PR #117, opened 2016-02-15
Add Saddle Points exercise

robtimp:
@masters3d This is the last of the 'Suggested List of Problems post Swift 2.0'.

### DIFF
--- a/config.json
+++ b/config.json
@@ -65,7 +65,8 @@
     "ocr-numbers",
     "food-chain",
     "palindrome-products",
-    "pascals-triangle"
+    "pascals-triangle",
+    "saddle-points"
   ],
   "deprecated": [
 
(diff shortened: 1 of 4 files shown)


masters3d:
nice! good work. 

I did those because there seemed to be the most common amount other tracks. 

I'll be interested to see which of the rust and go problems we could implement in swift. Perhaps some of the a little more challenging problems in those tracks.

kytrinyx:
Check out the short section on porting exercises here: https://github.com/exercism/x-common/blob/master/CONTRIBUTING.md#porting-an-exercise-to-another-language-track

It describes how to get the full list of exercises that exist but are unimplemented in a track, as well as how to see which tracks have implemented it.

masters3d:
Cool! I still use http://synopsis.exercism.io/ for quick visualization but the api is nice!

On a side note: These tracks have not moved their problems so their links are the only ones working. 
xhaskel
xcoffeescript
xcpp
xlisp
xobjective-c
xperl5
xphp
xplsql
xracket
xscheme

kytrinyx:
Ah, yeah. I didn't realize synopsis is still up.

++++

**PROBLEM DESCRIPTION**
A faithful, complete copy of the entries above is required.

**SOLUTION**
PR #117, opened 2016-02-15
Add Saddle Points exercise

robtimp:
@masters3d This is the last of the 'Suggested List of Problems post Swift 2.0'.

### DIFF
--- a/config.json
+++ b/config.json
@@ -65,7 +65,8 @@
     "ocr-numbers",
     "food-chain",
     "palindrome-products",
-    "pascals-triangle"
+    "pascals-triangle",
+    "saddle-points"
   ],
   "deprecated": [
 
(diff shortened: 1 of 4 files shown)


masters3d:
nice! good work. 

I did those because there seemed to be the most common amount other tracks. 

I'll be interested to see which of the rust and go problems we could implement in swift. Perhaps some of the a little more challenging problems in those tracks.

kytrinyx:
Check out the short section on porting exercises here: https://github.com/exercism/x-common/blob/master/CONTRIBUTING.md#porting-an-exercise-to-another-language-track

It describes how to get the full list of exercises that exist but are unimplemented in a track, as well as how to see which tracks have implemented it.

masters3d:
Cool! I still use http://synopsis.exercism.io/ for quick visualization but the api is nice!

On a side note: These tracks have not moved their problems so their links are the only ones working. 
xhaskel
xcoffeescript
xcpp
xlisp
xobjective-c
xperl5
xphp
xplsql
xracket
xscheme

kytrinyx:
Ah, yeah. I didn't realize synopsis is still up.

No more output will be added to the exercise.